In anticipation of that project, she is educating herself about Buffalo and its Burmese community, and developing contacts with photographers there. "I would love to collaborate," she says, "with one of the Burmese refugee photojournalists living in Buffalo."

Photo Gallery

Two men talking in a doorway
Hand on a bedspread
View of woman's legs walking in high-heeled shoes
Two people hugging in a room
Rosaries hanging on a wall
Woman reclining on medical examination chair
Pills in a bowl
Reflected face in a mirror
Man sitting and looking at a hanging artwork
Woman standing in front of a wall
Woman leaning against a wall looking back at the viewer
Woman standing on a corner smoking a cigarette

Project Proposal

Buffalo, N.Y., is shrinking. Like others Rust Belt cities, it lost its manufacturing base and—with it—more than half of its population since 1950.

But throughout the region, one community is growing: refugees. From Iraqis in Detroit to Bosnians in Utica, Afghans is Schenectady to Burmese in Buffalo, a new wave of immigration is reconstituting the working class—and the cultural landscape—of these former industrial powerhouses.

Buffalo is home to 4,000 Burmese refugees, the city's fastest growing immigrant group. They are filling vacancies on the West Side, one of the city's most blighted neighborhoods, where many homes have an "X" spray painted over their paint-curled facades, the mark for demolition. Housing is cheap but jobs are scarce, and only 10-15 percent of new arrivals speak English.

I propose a digital color photography project telling the story of the Burmese community in Buffalo. How are they surviving in a city that still has not recovered from the collapse of heavy industry thirty years ago? Is it possible to be upwardly mobile in such a place? What political and cultural traditions do they bring, and how will these shape Buffalo's future?
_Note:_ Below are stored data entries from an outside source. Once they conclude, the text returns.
PR #551, opened 2019-02-22
Reduce allocations in the log reservation path

spacejam:


tests/tests/test_log.rs
```diff
@@ -274,34 +286,33 @@ fn log_iterator() {
...
     {
-        let res =
-            log.reserve(b"never_gonna_hit_disk".to_vec()).unwrap();
+        let res = log.reserve(b"never_gonna_hit_disk").unwrap();
         res.abort().unwrap();
     }
 
-    log.write(b"4444".to_vec());
-    let (last_lsn, _) = log.write(b"55555".to_vec()).unwrap();
+    log.write(b"4444");
```
Kerollmops: Just for information: [the primitive `str` type implement `AsRef<[u8]>`](https://doc.rust-lang.org/std/primitive.str.html#impl-AsRef%3C%5Bu8%5D%3E), it means that it is possible to directly call `log.write("4444")`.

PR #564, opened 2019-02-26
Nuke PinnedValue. Use Tx structure in PageCache instead of raw crossb…

spacejam:
…eam Guard


spacejam:
@Kerollmops yeah, we want to basically inline 7 bytes on 32-bit machines and 15 bytes on 64-bit machines. A slice is 2 pointer widths, since it has a pointer and a usize (which defaults to the pointer size, which might be different from the machine's word size)

PR #570, opened 2019-03-05
Several orthogonal improvements

jeehoonkang:
Here are some orthogonal improvements:

- Rust code highlight in pagecache's README
- Use `guard.defer_destroy()` instead of `guard.defer()`.  See [the API doc](https://github.com/crossbeam-rs/crossbeam/blob/master/crossbeam-epoch/src/guard.rs#L199).
- Create `Tx::new()`.
- Fix a documentation bug.
- Use `Relaxed` instead of `SeqCst` in pagetable's `drop`.  It is sound because the destructor is accessing the data without contention.


spacejam:
Hey @jeehoonkang, nice to see you around here again :D Thanks for these cleanups! Will merge as soon as the tests go green

PR #585, opened 2019-03-17
Make the IVec Debug impl support formatting

Kerollmops:
It is now possible to specify formatting rules, the "underlying" slice will be informed of the outer formatting rules. For example the `{:x?}` will now correctly display the slice in its hex representation.


spacejam:
Thanks!

PR #586, opened 2019-03-17
[wip] restructure results. closes #532. closes #525. closes #531. closes #583.

### LINKED ISSUE #525: remove danger_cast
this is a common source of panics in highly concurrent code, most recently:
```
   6: sled::tree::Tree::recursive_split
             at /home/t/src/sled/<::std::macros::panic macros>:3
             at crates/sled/src/tree.rs:1113
             at /rustc/9fda7c2237db910e41d6a712e9a2139b352e558b/src/libcore/result.rs:530
             at crates/sled/src/tree.rs:1111
             at crates/sled/src/tree.rs:945
```

it's time to completely rethink how CAS failures are propagated internally and externally

### LINKED ISSUE #531: have pagecache return failed writes to avoid copies in cas loops in tree

### LINKED ISSUE #532: split CasFailed from Result
IO errors should be handled in a totally different context from CAS failures, so it only makes code more bug-prone to mix the results.

A large number of race conditions have been found relating to the mishandling of these two separate concerns, so we should completely separate these at the type level instead of bug-prone runtime assertions.

### LINKED ISSUE #583: maintain 69 issues at all costs
nice

spacejam:


.rustfmt.toml
```diff
@@ -0,0 +1,2 @@
+reorder_imports = true
+max_width = 60
```
Kerollmops: Why do you specify a `max_width` of 60 ? I had this feeling that it is less possible to write function calls on one line and make things a little less easy to read.

spacejam: good catch, I just copied it from a project and also noticed I didn't like how it was reformatting things

Kerollmops:
Wow great work !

I shot a short documentary for nine days in Buffalo this fall. I would like to return for a month this August to profile three Burmese refugees using the fly-on-the-wall reporting skills I learned from spending four months last semester intimately profiling one woman living in a residential hotel.

This project follows a tradition of documentary photography examining social inequality in America, from Dorothea Lange's Depression-era portraiture to Milton Rogovin's forty-year chronicle of Buffalo's industrial workers. Today, the power of their photography as social critique has been muted by nostalgia for an idealized America built by honest hands and honest struggle—a narrative that excludes today's newest immigrants. I hope to restore critical power to this tradition by documenting the new faces of Buffalo's West Side, the very neighborhood Rogovin once photographed.

I have already made many contacts in Buffalo and identified fixers: Anna Falicov, who has written an ethnography of Buffalo's Burmese community, and Law Eh Soe, a recent Burmese refugee and photojournalist who chronicled the pro-democracy uprising in Burma two years ago.

The series will be printed as a book with text and packaged online as a series of audio slideshows.